PROBLEM
Of all the entries below, only the lines from the one with "- Get QAT building on/for Kernel 5.8" up to and including the one with "The idea of supporting" are to be duplicated exactly.

INPUT DATA
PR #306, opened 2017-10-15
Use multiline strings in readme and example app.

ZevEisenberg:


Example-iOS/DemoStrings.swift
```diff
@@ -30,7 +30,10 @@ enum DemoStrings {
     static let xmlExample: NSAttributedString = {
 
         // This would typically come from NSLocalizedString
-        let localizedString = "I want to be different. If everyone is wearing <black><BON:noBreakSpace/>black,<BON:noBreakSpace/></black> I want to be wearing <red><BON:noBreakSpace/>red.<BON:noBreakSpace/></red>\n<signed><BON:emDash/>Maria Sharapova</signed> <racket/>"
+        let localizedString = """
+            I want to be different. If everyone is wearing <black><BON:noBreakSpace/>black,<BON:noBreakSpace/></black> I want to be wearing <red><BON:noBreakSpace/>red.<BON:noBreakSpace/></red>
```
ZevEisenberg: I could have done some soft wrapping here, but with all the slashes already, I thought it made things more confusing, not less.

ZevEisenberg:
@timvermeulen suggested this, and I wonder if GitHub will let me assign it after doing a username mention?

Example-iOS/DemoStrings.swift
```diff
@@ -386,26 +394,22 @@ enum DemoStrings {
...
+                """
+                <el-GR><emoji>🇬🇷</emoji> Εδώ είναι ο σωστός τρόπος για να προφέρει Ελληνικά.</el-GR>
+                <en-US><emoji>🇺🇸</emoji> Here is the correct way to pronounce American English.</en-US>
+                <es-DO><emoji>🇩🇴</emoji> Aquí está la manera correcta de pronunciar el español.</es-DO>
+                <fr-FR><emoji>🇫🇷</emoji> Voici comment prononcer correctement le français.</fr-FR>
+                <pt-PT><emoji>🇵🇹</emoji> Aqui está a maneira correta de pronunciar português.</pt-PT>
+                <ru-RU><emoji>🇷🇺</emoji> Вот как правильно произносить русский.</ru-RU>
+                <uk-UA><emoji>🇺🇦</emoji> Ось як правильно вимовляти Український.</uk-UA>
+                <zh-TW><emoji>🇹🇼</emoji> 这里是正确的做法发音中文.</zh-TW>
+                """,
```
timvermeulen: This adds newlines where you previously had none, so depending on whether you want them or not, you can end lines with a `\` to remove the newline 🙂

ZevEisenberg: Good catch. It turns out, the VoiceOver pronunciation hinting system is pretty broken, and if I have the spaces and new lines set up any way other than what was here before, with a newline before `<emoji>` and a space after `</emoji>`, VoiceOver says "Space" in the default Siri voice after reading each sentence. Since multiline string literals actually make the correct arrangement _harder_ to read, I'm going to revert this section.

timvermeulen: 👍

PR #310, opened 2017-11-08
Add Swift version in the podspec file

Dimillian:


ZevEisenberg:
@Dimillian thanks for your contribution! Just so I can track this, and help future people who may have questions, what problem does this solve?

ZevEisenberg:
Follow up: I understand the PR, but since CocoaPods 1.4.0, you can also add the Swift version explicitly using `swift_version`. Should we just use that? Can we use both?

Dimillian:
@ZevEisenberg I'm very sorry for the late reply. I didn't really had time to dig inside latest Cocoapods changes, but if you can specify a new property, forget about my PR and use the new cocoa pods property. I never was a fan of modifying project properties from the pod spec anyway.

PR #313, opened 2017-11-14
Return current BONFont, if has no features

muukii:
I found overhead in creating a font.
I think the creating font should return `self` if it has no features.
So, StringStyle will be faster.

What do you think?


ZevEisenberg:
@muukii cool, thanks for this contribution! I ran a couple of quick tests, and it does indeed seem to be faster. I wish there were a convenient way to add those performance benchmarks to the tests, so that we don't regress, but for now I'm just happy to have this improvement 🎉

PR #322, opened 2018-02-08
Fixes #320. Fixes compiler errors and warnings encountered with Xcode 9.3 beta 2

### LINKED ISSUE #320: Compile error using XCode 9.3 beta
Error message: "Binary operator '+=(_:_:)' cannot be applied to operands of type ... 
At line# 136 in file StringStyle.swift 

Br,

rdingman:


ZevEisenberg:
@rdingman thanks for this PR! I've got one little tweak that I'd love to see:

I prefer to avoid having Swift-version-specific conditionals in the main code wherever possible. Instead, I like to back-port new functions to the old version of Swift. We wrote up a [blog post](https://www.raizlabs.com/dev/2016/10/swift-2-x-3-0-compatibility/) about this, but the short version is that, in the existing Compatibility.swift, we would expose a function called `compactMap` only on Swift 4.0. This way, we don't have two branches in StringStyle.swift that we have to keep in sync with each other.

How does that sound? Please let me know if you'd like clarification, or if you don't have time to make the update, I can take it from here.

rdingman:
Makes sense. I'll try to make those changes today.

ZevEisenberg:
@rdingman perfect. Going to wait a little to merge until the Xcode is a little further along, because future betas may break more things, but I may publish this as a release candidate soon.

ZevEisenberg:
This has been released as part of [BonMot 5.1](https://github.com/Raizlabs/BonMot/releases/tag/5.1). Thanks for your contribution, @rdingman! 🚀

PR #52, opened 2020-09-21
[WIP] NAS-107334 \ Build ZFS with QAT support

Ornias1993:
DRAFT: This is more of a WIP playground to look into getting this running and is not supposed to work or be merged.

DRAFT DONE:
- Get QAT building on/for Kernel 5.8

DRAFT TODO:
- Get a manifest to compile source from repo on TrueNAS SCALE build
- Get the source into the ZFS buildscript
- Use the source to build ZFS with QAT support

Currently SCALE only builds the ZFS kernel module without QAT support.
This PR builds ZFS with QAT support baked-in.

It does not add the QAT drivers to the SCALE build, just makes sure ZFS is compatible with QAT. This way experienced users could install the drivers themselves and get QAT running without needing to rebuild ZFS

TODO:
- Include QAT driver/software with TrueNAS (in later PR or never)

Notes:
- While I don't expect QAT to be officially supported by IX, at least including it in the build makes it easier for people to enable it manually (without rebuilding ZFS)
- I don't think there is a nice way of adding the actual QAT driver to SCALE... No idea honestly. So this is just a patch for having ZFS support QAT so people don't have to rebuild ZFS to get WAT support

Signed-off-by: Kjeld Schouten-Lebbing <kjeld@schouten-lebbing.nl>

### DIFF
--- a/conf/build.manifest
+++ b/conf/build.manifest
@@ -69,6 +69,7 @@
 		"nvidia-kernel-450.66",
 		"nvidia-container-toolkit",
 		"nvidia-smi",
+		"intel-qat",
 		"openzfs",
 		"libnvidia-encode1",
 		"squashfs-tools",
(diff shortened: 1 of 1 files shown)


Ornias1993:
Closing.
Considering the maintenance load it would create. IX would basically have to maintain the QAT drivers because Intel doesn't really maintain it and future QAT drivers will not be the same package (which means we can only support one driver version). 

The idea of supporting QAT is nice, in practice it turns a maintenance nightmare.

---

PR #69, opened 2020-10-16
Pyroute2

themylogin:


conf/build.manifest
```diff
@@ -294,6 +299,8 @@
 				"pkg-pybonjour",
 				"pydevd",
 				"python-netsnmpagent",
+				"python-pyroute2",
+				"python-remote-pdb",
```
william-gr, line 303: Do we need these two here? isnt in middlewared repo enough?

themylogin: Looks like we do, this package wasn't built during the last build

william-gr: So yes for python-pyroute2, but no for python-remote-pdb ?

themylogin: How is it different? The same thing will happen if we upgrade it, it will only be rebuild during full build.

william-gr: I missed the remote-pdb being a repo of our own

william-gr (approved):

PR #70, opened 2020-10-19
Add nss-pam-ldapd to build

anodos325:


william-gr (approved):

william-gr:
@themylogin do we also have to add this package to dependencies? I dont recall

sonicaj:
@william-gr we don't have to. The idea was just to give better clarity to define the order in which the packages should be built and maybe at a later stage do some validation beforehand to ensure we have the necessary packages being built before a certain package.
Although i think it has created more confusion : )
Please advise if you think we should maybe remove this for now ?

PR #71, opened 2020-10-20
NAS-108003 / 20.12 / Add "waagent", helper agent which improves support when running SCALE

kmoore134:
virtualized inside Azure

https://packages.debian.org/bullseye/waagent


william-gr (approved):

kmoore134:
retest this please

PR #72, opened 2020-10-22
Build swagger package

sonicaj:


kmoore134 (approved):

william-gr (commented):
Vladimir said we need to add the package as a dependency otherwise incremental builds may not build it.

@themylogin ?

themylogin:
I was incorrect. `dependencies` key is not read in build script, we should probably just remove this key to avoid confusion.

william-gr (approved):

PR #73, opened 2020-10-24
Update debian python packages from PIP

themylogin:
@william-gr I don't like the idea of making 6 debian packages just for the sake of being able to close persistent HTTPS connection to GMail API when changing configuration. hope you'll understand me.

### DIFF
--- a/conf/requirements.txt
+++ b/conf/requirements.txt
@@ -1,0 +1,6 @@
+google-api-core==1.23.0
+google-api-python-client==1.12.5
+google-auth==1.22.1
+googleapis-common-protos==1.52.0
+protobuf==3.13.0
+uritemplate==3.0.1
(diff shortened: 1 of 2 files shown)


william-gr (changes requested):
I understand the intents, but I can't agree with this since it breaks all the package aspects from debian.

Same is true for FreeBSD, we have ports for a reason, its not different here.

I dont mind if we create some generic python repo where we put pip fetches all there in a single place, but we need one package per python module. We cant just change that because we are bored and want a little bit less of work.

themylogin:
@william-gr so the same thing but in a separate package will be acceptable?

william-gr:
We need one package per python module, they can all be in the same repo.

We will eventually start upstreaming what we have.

* * *

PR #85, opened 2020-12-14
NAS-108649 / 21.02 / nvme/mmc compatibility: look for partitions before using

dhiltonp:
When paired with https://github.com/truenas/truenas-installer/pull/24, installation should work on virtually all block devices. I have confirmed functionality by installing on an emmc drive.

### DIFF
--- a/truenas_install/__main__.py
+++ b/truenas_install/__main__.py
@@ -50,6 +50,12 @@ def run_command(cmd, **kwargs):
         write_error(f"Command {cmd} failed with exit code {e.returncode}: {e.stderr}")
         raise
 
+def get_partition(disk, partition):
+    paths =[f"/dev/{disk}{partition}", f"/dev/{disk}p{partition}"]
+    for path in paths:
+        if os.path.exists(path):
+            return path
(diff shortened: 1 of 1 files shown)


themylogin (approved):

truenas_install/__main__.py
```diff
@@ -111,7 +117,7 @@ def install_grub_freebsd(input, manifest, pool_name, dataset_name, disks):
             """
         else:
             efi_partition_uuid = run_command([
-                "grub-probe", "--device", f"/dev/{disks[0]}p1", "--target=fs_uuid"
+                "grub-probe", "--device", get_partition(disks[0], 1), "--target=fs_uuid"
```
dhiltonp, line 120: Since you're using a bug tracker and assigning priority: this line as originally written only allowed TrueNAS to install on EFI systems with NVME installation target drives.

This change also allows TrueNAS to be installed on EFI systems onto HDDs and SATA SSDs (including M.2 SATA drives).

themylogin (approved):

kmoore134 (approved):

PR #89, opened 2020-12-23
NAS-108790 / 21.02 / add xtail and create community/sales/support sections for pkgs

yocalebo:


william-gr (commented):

WRITTEN ANSWER
- Get QAT building on/for Kernel 5.8

DRAFT TODO:
- Get a manifest to compile source from repo on TrueNAS SCALE build
- Get the source into the ZFS buildscript
- Use the source to build ZFS with QAT support

Currently SCALE only builds the ZFS kernel module without QAT support.
This PR builds ZFS with QAT support baked-in.

It does not add the QAT drivers to the SCALE build, just makes sure ZFS is compatible with QAT. This way experienced users could install the drivers themselves and get QAT running without needing to rebuild ZFS

TODO:
- Include QAT driver/software with TrueNAS (in later PR or never)

Notes:
- While I don't expect QAT to be officially supported by IX, at least including it in the build makes it easier for people to enable it manually (without rebuilding ZFS)
- I don't think there is a nice way of adding the actual QAT driver to SCALE... No idea honestly. So this is just a patch for having ZFS support QAT so people don't have to rebuild ZFS to get WAT support

Signed-off-by: Kjeld Schouten-Lebbing <kjeld@schouten-lebbing.nl>

### DIFF
--- a/conf/build.manifest
+++ b/conf/build.manifest
@@ -69,6 +69,7 @@
 		"nvidia-kernel-450.66",
 		"nvidia-container-toolkit",
 		"nvidia-smi",
+		"intel-qat",
 		"openzfs",
 		"libnvidia-encode1",
 		"squashfs-tools",
(diff shortened: 1 of 1 files shown)


Ornias1993:
Closing.
Considering the maintenance load it would create. IX would basically have to maintain the QAT drivers because Intel doesn't really maintain it and future QAT drivers will not be the same package (which means we can only support one driver version). 

The idea of supporting QAT is nice, in practice it turns a maintenance nightmare.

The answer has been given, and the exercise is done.